Contrôler sa valorisation permet de mesurer les impacts des décisions stratégiques du Management et donc d’augmenter les chances de succès de la stratégie mise en œuvre. Cela permet d’accroitre le degré de résilience de l’entreprise tant en période d’incertitude que lorsque le développement opérationnel est opportun.
Via une allocation optimale des ressources envers les diverses activités, ciblée grâce à la valorisation, l’entreprise garantit la continuité de ses opérations et est en mesure d’ajuster ses décisions et sa prise de risque selon les conditions économiques auxquelles elle fait face. Ainsi, l’entreprise continue à générer du cash, et donc de la valeur, et s’assure de conserver sa compétitivité sur le marché.
La valorisation est le socle indispensable pour entreprendre toutes négociations auprès d’investisseurs ou partenaires financiers. Elle permet de définir les besoins financiers nécessaires, de négocier les termes et conditions de financements éventuels et enfin de rassurer quant à la pérennité et rentabilité de la société.
Appréhender la valorisation
Il existe de nombreuses méthodes permettant de calculer la valeur de son entreprise, chacune ayant ses propres avantages et inconvénients. De plus, le choix des méthodes de valorisation est généralement en corrélation directe avec le contexte de la valorisation.
Dans le cadre d’une cession ou d’une acquisition, la valorisation de l’entreprise sera principalement basée sur les résultats historiques de la société. En effet, ces résultats historiques permettent de valoriser le patrimoine détenu par l’entreprise et témoignent de la capacité de cette même entreprise à générer du profit. Du côté de l’acquéreur, un business plan prospectif sera généralement réalisé afin d’identifier les flux de trésorerie futurs que l’entreprise aura la capacité de générer. Ces projections financières permettront à l’acquéreur de déterminer le prix qui pourra être payé pour l’acquisition de la cible.
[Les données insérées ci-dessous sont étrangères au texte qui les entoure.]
PR #47, opened 2021-05-13
arm64 support

hef:


.github/workflows/build.yaml
```diff
@@ -32,6 +32,8 @@ jobs:
       TAG: ${{ matrix.distro }}
 
     steps:
+      - uses: docker/setup-qemu-action@v1
+      - uses: docker/setup-buildx-action@v1
```
viceice, line 36: Use our internal tools action

https://github.com/containerbase/buildpack/blob/0d1a61e374bbda2b552d708de1766be82700c56e/.github/workflows/build.yaml#L84-L87

.github/workflows/build.yaml
```diff
@@ -44,6 +46,7 @@ jobs:
 
     strategy:
       matrix:
+        platform: [linux/amd64, linux/arm64]
```
viceice, line 49: Do not use matrix. Build both platforms on same time.

.github/workflows/build.yaml
```diff
@@ -63,6 +66,8 @@ jobs:
           ]
 
     steps:
+      - uses: docker/setup-qemu-action@v1
+      - uses: docker/setup-buildx-action@v1
```
viceice, line 70: See other comment.

viceice (changes requested):

viceice:
Do not use force push or rebase, we will squash merge anyways. 😉

.github/workflows/build.yaml
hef: just to make sure I'm not missing anything:

It looks like internal-tools sets up the required environment to create arm64 builds, but I don't see a way to use it.
in the docker build function, there is no way that I can see to pass --platform=foo into buildx, even though the buildx environment looks like it can support cross building arm64.

Am I missing something?

viceice:
closing in favor of
- #713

Dans le cadre d’une levée de fonds, on identifie généralement deux profils d’entreprises qui diffèrent selon leurs degrés de maturité. D’une part, on retrouve les sociétés matures qui recherchent des fonds pour refinancer de l’entreprise et, d’autre part, les sociétés plus jeunes qui recherchent des fonds pour financer leur croissance ou leur développement.
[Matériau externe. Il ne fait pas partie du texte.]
PR #50, opened 2021-05-17
feat: support apt proxy

viceice:
Allow passing `APT_HTTP_PROXY` to configure a temporary apt proxy while building buildpack based images.

CI is using a local proxy to speedup parallel and multiple downloads.
Maybe we can use github cache to speedup more in a later pr.

### DIFF
--- a/.github/workflows/build.yaml
+++ b/.github/workflows/build.yaml
@@ -66,6 +66,9 @@ jobs:
             latest,
           ]
 
+    env:
+      TAG: ${{ matrix.tag }}
+
     steps:
       - uses: actions/checkout@v2.3.4
 
@@ -79,7 +82,7 @@ jobs:
         run: docker image ls
 
       - name: test
-        run: docker buildx build --progress plain ./test/${{ matrix.tag }}
+        run: docker buildx bake --progress plain build_test
 
   release:
     needs: [lang, distro]
--- a/.github/workflows/build.yaml
+++ b/.github/workflows/build.yaml
@@ -34,6 +34,12 @@ jobs:
     steps:
       - uses: actions/checkout@v2.3.4
 
+      - name: init env
+        run: echo "APT_HTTP_PROXY=http://$(hostname -f):3142" >> $GITHUB_ENV
+
+      - name: start apt-cacher
+        run: docker buildx build --progress plain -t apt-cacher -f Dockerfile.apt-cacher && docker run -d -p 3142:3142 apt-cacher
+
       - name: test distro
         run: docker buildx bake --progress plain test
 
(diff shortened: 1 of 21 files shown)


rarkins:
Will this also work as a build arg for end users who have a permanent apt proxy and want to point the buildpack build to it?

.github/workflows/build.yaml
```diff
@@ -34,6 +35,9 @@ jobs:
     steps:
       - uses: actions/checkout@v2.3.4
 
+      - name: start apt-cacher
+        run: docker buildx build --progress plain -t apt-cacher -f Dockerfile.apt-cacher . && docker run -d -p 3142:3142 apt-cacher
```
rarkins, line 39: Will the cache be reused across all jobs or only within-jobs?

Dockerfile.apt-cacher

Dans le cas des jeunes sociétés qui visent le développement ou la croissance, cela n’a que très peu de sens de tenir compte des résultats historiques pour déterminer la valeur de l’entreprise étant donné qu’ils ne fournissent pas une image fidèle du potentiel futur de l’entreprise. Ce type de société, lorsqu’elle se trouve dans un processus de levée de fonds, sera donc valorisée sur base des projections futures réalisées dans le cadre d’un business plan prospectif établi par le Management, généralement accompagné par un cabinet de conseil.
En revanche, une société mature qui se trouve dans un processus de levée de fonds dans un but de refinancement de sa structure sera à la fois valorisée sur base de ses chiffres historiques mais également sur base d’un business plan prospectif. Les chiffres historiques permettront de valoriser le patrimoine constitué par l’entreprise depuis sa création tandis que le business plan prospectif réalisé dans le cadre du processus de levée de fonds aura pour but de démontrer l’impact des fonds levés sur l’activité de l’entreprise, sur sa structure de financement et ses flux de trésorerie futurs.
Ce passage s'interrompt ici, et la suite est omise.